• TRY IT:
This task calls for copying every line in the data below that contains the word "anonymous".

Stored items
--- START ---

PR #82, opened 2015-08-18
Render placeholder content so bots can crawl links

chris-rudmin:
@alavers @mspensieri @lemieux @juliangarritano @edchan77

### DIFF
--- a/src/js/main.js
+++ b/src/js/main.js
@@ -17,6 +17,8 @@ var Event = require('./models/event');
 /*jshint +W079 */
 var Rule = require('./models/rule');
 var AppUser = require('./models/appUser');
+var ChatView = require('./views/chatView');
+var ConversationView = require('./views/conversationView');
 var ChatController = require('./controllers/chatController');
 var Conversations = require('./collections/conversations');
 var endpoint = require('./endpoint');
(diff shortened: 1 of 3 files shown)


alavers:
:+1:

src/js/main.js
```diff
@@ -53,6 +55,7 @@ var SupportKit = Marionette.Object.extend({
         bindAll(this);
         this._readyPromise = $.Deferred();
         this._conversations = new Conversations();
+        this._placeHolder = $();
```
lemieux: I don't think this is needed (see comments below)

src/js/main.js
```diff
@@ -274,17 +271,28 @@ var SupportKit = Marionette.Object.extend({
...
         }
     },
 
+    // Add placeholder to support back links to supportkit
+    _renderPlaceholder: function() {
+        $(_(function() {
+            if (!this.ready) {
+                var placeHolder = new ChatView().render();
+                placeHolder.main.show(new ConversationView());
+                this._placeHolder = $(placeHolder.el);
```
lemieux: I'd do 

```
this._placeHolder = new ChatView();
this._placeHolder.main.show(new ConversationView());
this._placeHolder.render().$el.addClass('placeHolder').appendTo('body');
```

in the current form, we are leaking a ChatView instance and a ConversationView instance because we only remove the element from the DOM and not disposing of those views.

lemieux:
some comments, but other than that :+1:

chris-rudmin:
@lemieux Is using`destroy()` good solution?

lemieux:
yup :+1:

PR #85, opened 2015-08-24
Icon in header use header color

lemieux:


lemieux:
Icon color should be lighter than the text... this PR is not needed.

PR #88, opened 2015-09-02
Fix banner version

lemieux:
It was always one version behind because it took the one from package.json instead of the new one.


mspensieri:
:+1:

PR #89, opened 2015-09-04
Fix for the version in CDN banner and removed compression

lemieux:
#88 fixed the banner for the dist files in the releases, but removed the version from the file on the CDN. I added `globalVersion` in the grunt config and it falls back to the current version in package json.

When we do a version bump, `globalVersion` is increased and then used when uglifying the built file. The deploy task was not setting `globalVersion`. This now works because we expect `globalVersion` to be the right one when we deploy.

I also removed the tasks about compression since it was not used and we'll just change CDN soon to take care of that.


mspensieri:
:+1:

PR #93, opened 2015-09-10
Remove placeholder leftovers

lemieux:
Thanks @chris-rudmin for pointing those out :)


dannytranlx:
Technically we could revert the whole #82 or double check the diff with it.

:+1:

PR #98, opened 2015-09-16
Removed browserify-shim

lemieux:
Browserify-shim is aliasing all the `require('jquery')` calls to use `window.$`, but jQuery is still bundled in the final package. Until we figure out how to remove it from there or we just get rid of it, this will at least make use of it.

Since the deployment process is broken in CircleCI, I'll do a manual deployment.


jpjoyal:
:+1:

mspensieri:
:+1:

PR #101, opened 2015-09-22
Web login

lemieux:
It should cover the API spec for the login.


src/js/controllers/chatController.js
```diff
@@ -352,14 +353,27 @@ module.exports = ViewController.extend({
 
     _getLatestReadTime: function() {
         if (!this.latestReadTs) {
-            this.latestReadTs = parseInt(cookie.parse(document.cookie).sk_latestts || 0);
+            var key = SK_LATEST_TS + '_' + endpoint.appUserId;
```
mspensieri: Read state should be tracked by `userId`. `appUserId` can pretty much change at any time

src/js/main.js
```diff
@@ -63,131 +75,128 @@ var SupportKit = Marionette.Object.extend({
...
-        });
+            return this.login(options.userId, options.jwt);
+    },
 
-        if (typeof options === 'object') {
-            endpoint.appToken = options.appToken;
-            endpoint.jwt = options.jwt;
-            if (options.serviceUrl) {
-                endpoint.rootUrl = options.serviceUrl;
+    login: function(userId, jwt) {
```
mspensieri: When a user transitions from no userId to having a userId, we should clear the last read timestamp for the anonymous user, since they will be upgraded into the new `userId` and the conversation will be cleared

test/mocks/supportKitServer.mock.js
```diff
@@ -21,9 +21,22 @@ module.exports = BaseServerMock.extend({
...
+            'POST', /\/api\/appboot/, function(xhr) {
+                var body = JSON.parse(xhr.requestBody);
+                var data = _.extend({}, appData);
+                if (body.userId) {
+                    _.extend(data, {
+                        appUserId: body.userId
+                    });
+
+                    _.extend(data.appUser, {
+                        _id: body.userId
```
mspensieri: What's the intent here? `userId` is not analogous to `appUser._id`

src/js/controllers/chatController.js
lemieux: Ok I guess I got mixed up between userId and appUserId

src/js/main.js
lemieux: How would I know it's transitionning from an anonymous or a proper using? both have ids... I guess I could put a flag on the user when they log in without a userID

test/mocks/supportKitServer.mock.js
lemieux: Mix up

src/js/main.js
lemieux: I guess one will have a userId and the other will not... again.. mixup with appUserId :(

src/js/controllers/chatController.js
lemieux: fixed.

src/js/main.js
lemieux: fixed.

test/mocks/supportKitServer.mock.js
lemieux: fixed.

src/js/controllers/chatController.js
```diff
@@ -21,6 +23,8 @@ var EmailNotificationView = require('../views/emailNotificationView');
 var ChatInputController = require('../controllers/chatInputController');
 var SettingsController = require('../controllers/settingsController');
 
+var SK_LATEST_TS = 'sk_latestts';
```
alavers: '`sk_latest_ts'`? </ocd>

src/js/controllers/chatController.js
```diff
@@ -1,3 +1,4 @@
+/* global Promise:false */
```
alavers: Why are these necessary?

src/js/faye.js
```diff
@@ -3,33 +3,26 @@
...
-    // that only has `then(resolve, reject)` and `all` methods.
-    var deferred = $.Deferred();
-
-    faye.subscribe('/conversations/' + conversationId, function(message) {
+    return faye.subscribe('/conversations/' + conversationId, function(message) {
         vent.trigger('receive:message', message);
-    }).then(function() {
-        deferred.resolve(faye);
-    }, function(err) {
-        console.error('Faye subscription error:', err && err.message);
```
alavers: Why remove this error message wrapper?

src/js/main.js
```diff
@@ -51,8 +59,12 @@ var SupportKit = Marionette.Object.extend({
 
     initialize: function() {
```
alavers: The same API has both init and initialize ಠ_ಠ

I'd much prefer to have our SupportKit global stay "clean" and expose only public API, without our internal _foo stuff and Marionette.Object stuff.

Eg, have this guy be `var Main = Marionette.Object.extend({`

and add a separate supportkit.js wrapping `Main` that exposes `init` `login` etc..

src/js/controllers/chatController.js
lemieux: I don't make the rules, jshint is :p ... I'll move that to the jshint config instead.

src/js/controllers/chatController.js
lemieux: good point

src/js/main.js
```diff
@@ -77,117 +88,122 @@ var SupportKit = Marionette.Object.extend({
...
+                platform: 'web'
+            }
+        };
 
-                var RuleCollection = Backbone.Collection.extend({
-                    model: Rule
-                });
+        if (userId) {
+            data.userId = userId;
+            endpoint.userId = userId;
```
alavers: Shouldn't endpoint.userId be unset if userId is unspecified?

alavers: Also, should it be reverted to some previous value if appboot call returns 4xx?

lemieux: it's done in `endpoint.cleanState()`

src/js/main.js
lemieux: fixed.

src/js/faye.js
lemieux: es6-promise seems to log errors to the console and reject the promise. It felt useless to have this here.

src/js/main.js
lemieux: As for reverting, I felt like the login action would always be logout first, then login. If login fails, log out still happened.

src/js/controllers/chatController.js
lemieux: fixed

alavers:
:+1:

PR #105, opened 2015-09-29
Actions and links support 

lemieux:
This PR was branched from `b/conversation-first-message`.

This brings support for actions and link detection in the web sdk. Currently the link detection is fairly simple, it detects anything that might look like an URL (protocol://uri). We should make it more versatile in the future to detect things like email addresses and generate a proper mailto href.


src/js/views/messageView.js
```diff
@@ -26,11 +29,23 @@ module.exports = Marionette.ItemView.extend({
                 }
             },
             '@ui.message': {
-                observe: 'text',
-                update: function($el, text) {
-                    var escapedText = $('<div/>').text(text).html().replace(/\n/g, '<br />');
+                observe: ['text', 'actions'],
+                update: function($el, values) {
+                    if (values[0].trim().length > 0) {
```
mspensieri: Shouldn't there be an `else` branch here?

lemieux: No, if no text was provided (just an action), we don't care about rendering anything. The `span` will remain empty.

mspensieri: I guess I'm still in the iOS mindset of reusing views. Carry on

mspensieri:
:+1:

src/js/views/messageView.js
lemieux: Not sure what you mean by reusing views, but this binding would allow the message to be rendered without rerendering the whole view if the text changed somehow (which should never happen in this case)

dannytranlx:
:100:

--- END ---

• EXERCISE OUTPUT:
mspensieri: When a user transitions from no userId to having a userId, we should clear the last read timestamp for the anonymous user, since they will be upgraded into the new `userId` and the conversation will be cleared
lemieux: How would I know it's transitionning from an anonymous or a proper using? both have ids... I guess I could put a flag on the user when they log in without a userID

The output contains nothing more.